▶ _Collected data entries_

*** Block opens ***

PR #1050, opened 2024-02-23
Improve `generate_wasm_examples.sh`

BD103:
There are several small things that can be done to improve `generate_wasm_examples.sh`, the main entrypoint for generating the WebGL2 and WebGPU examples pages.

### Summary

- Adds more logging about what the script is doing.
  - There are now a few `echo` commands scattered throughout the script.
- Adds comments and update existing ones.
- Deletes `clone_bevy.sh`, merging its contents into the main script.
  - `clone_bevy.sh` was likely created so that multiple scripts could all use it for shared functionality. It was only used in CI, so I merged the two scripts into one and updated Github Actions.
- Fetches latest commit if Bevy was already cloned.
  - This is primarily for local copies. If you have the `bevy` folder cloned already, it will try to fetch the latest commits. Since it targets the `latest` branch, this will only update if a new Bevy release is published.
- Deletes built example folders if they already exist.
  - `rm -rf ../../content/examples`. Without this being called, files could be leftover from old builds.
- Removes temporary main branch tools patch.
  - As commented by @mockersf, this is [no longer necessary](https://github.com/bevyengine/bevy-website/pull/1017#issuecomment-1951464244).
- ~~Removes unecessary `mv content` call because `cargo run` supports `--content-folder`.~~
  - ~~There's no point in build the examples to a specific folder if you're going to immediately `mv` it somewhere else. This instead directly builds it to the destination folder.~~
  - This is needed due to a quirk in `showcase-examples`. See d1043083b546d638764f66184542636721a624a1.
- Removes caching of `generate-wasm-examples` in CI.
  - `generate-wasm-examples` only takes 30 seconds, as compared to `generate-assets` that takes 7 minutes. Caching isn't saving time because other jobs take longer.
  - A cache miss adds about 10 seconds to the runtime, and it happens [relatively frequently](https://github.com/bevyengine/bevy-website/actions/caches?query=key%3ALinux-generate-wasm+).
  - A cache hit has similar performance to generating the examples list from scratch, especially when the cache is outdated.
  - Caching also makes it harder to diagnose CI issues, especially when code that generates the cached content gets changed. I don't think it's worth keeping in this specific circumstance.

You may find [this website](https://devhints.io/bash) useful for Bash scripting, especially the odd `if` / `else` syntax. :)

### DIFF
--- a/generate-wasm-examples/generate_wasm_examples.sh
+++ b/generate-wasm-examples/generate_wasm_examples.sh
@@ -12,7 +12,6 @@ if [[ -d bevy ]]; then
     cd bevy
 
     # Attempts to fetch the latest commits, which should only happen every Bevy release.
-    git switch latest
     git pull --depth=1
 else
     echo Bevy folder does not exist, cloning repository.
--- a/generate-wasm-examples/generate_wasm_examples.sh
+++ b/generate-wasm-examples/generate_wasm_examples.sh
@@ -1,4 +1,4 @@
-#!/bin/sh
+#!/bin/bash
 
 echo Generating WASM example list...
 
--- a/generate-wasm-examples/generate_wasm_examples.sh
+++ b/generate-wasm-examples/generate_wasm_examples.sh
@@ -12,6 +12,7 @@ if [[ -d bevy ]]; then
     cd bevy
 
     # Attempts to fetch the latest commits, which should only happen every Bevy release.
+    git switch latest
     git pull --depth=1
 else
     echo Bevy folder does not exist, cloning repository.
--- a/generate-wasm-examples/generate_wasm_examples.sh
+++ b/generate-wasm-examples/generate_wasm_examples.sh
@@ -1,26 +1,39 @@
 #!/bin/sh
 
+echo Generating WASM example list...
+
 # Switch to script's directory, letting it be called from any folder.
 cd $(dirname $0)
 
-./clone_bevy.sh
+# If Bevy folder already exists, pull the latest changes.
+if [[ -d bevy ]]; then
+    echo Bevy folder already exists, attempting to fetch latest changes.
 
-# temporary: fetch tools from main branch
-git clone --depth=1 https://github.com/bevyengine/bevy bevy-tools
+    cd bevy
 
-rm -rf bevy/tools
-cp -r bevy-tools/tools bevy
-rm -rf bevy-tools
-cd bevy
+    # Attempts to fetch the latest commits, which should only happen every Bevy release.
+    git pull --depth=1
+else
+    echo Bevy folder does not exist, cloning repository.
 
-cargo run -p example-showcase -- build-website-list --content-folder content --api webgl2
-mv content ../../content/examples
+    # Clone Bevy's latest branch from scratch, only downloading the latest commit.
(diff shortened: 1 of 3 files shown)


BD103:
CI seems to be failing due to an outdated cache. @alice-i-cecile, would you mind deleting `Linux-generate-wasm-examples-` from [here](https://github.com/bevyengine/bevy-website/actions/caches)? I'm hoping the issue is an invalid cache, but I'll check my code again.

TrialDragon:
I think it's more than that.  You're trying to pull when not on a branch with `git pull --depth 1`.  In the clones you're using branch latest.
> You are not currently on a branch.
> Please specify which branch you want to merge with.
> See git-pull(1) for details.
>
>   git pull \<remote\> \<branch\>

BD103:
> I think it's more than that. You're trying to pull when not on a branch with `git pull --depth 1`. In the clones you're using branch latest. You should probably run a `git switch latest` in the line before.

I tried that in 54d4371b3ff9ad757a29ea71664138cf7a92b66e, but it didn't work. When running the script fresh it should be checking out the `latest` branch, so I don't understand why it's not working on CI. It works on my machine, the cache is the only difference that I'm aware of.

I'm going to try temporarily disabling the cache in 3e82320212399fc1bfdf9aeeba9cd1a4407bd4c6 and see if it makes a difference.

generate-wasm-examples/generate_wasm_examples.sh
```diff
@@ -1,26 +1,39 @@
...
 
-cargo run -p example-showcase -- build-website-list --content-folder content --api webgl2
-mv content ../../content/examples
+    cd bevy
+fi
 
-rm -rf content
+# Build WebGL2 example list.
+rm -rf ../../content/examples
+cargo run -p example-showcase -- build-website-list --content-folder ../../content/examples --api webgl2
```
BD103, line 27: This line seems to be raising the error, specifically the `--content-path` argument. Going to do more testing to figure out what is going wrong...

BD103: d1043083b546d638764f66184542636721a624a1 should fix this...

alice-i-cecile:
> @alice-i-cecile, would you mind deleting Linux-generate-wasm-examples- from [here](https://github.com/bevyengine/bevy-website/actions/caches)?

Going to wait on @mockersf for this: I'm not familiar with this area of the codebase.

mockersf:
@BD103 cache cleaned!

mockersf:
> Adds more logging about what the script is doing.
> * There are now a few `echo` commands scattered throughout the script.

you can use `set -x` at the top of the script, it will automatically echo all commands executed https://www.gnu.org/software/bash/manual/html_node/The-Set-Builtin.html

BD103:
> you can use `set -x` at the top of the script, it will automatically echo all commands executed https://www.gnu.org/software/bash/manual/html_node/The-Set-Builtin.html

I tried it out, but I feel that `set -x` clutters up stdout with confusing noise, especially with the amount of file handling calls. I prefer using explicit `echo`s instead.

TrialDragon (approved):
LGTM, and it runs per the CI checks on this PR.

mockersf (approved):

*** Block closes ***

▶ _Task description_
Within the data above, pick out all lines holding the word "than".

▶ _Solution to this problem_
I think it's more than that.  You're trying to pull when not on a branch with `git pull --depth 1`.  In the clones you're using branch latest.
> I think it's more than that. You're trying to pull when not on a branch with `git pull --depth 1`. In the clones you're using branch latest. You should probably run a `git switch latest` in the line before.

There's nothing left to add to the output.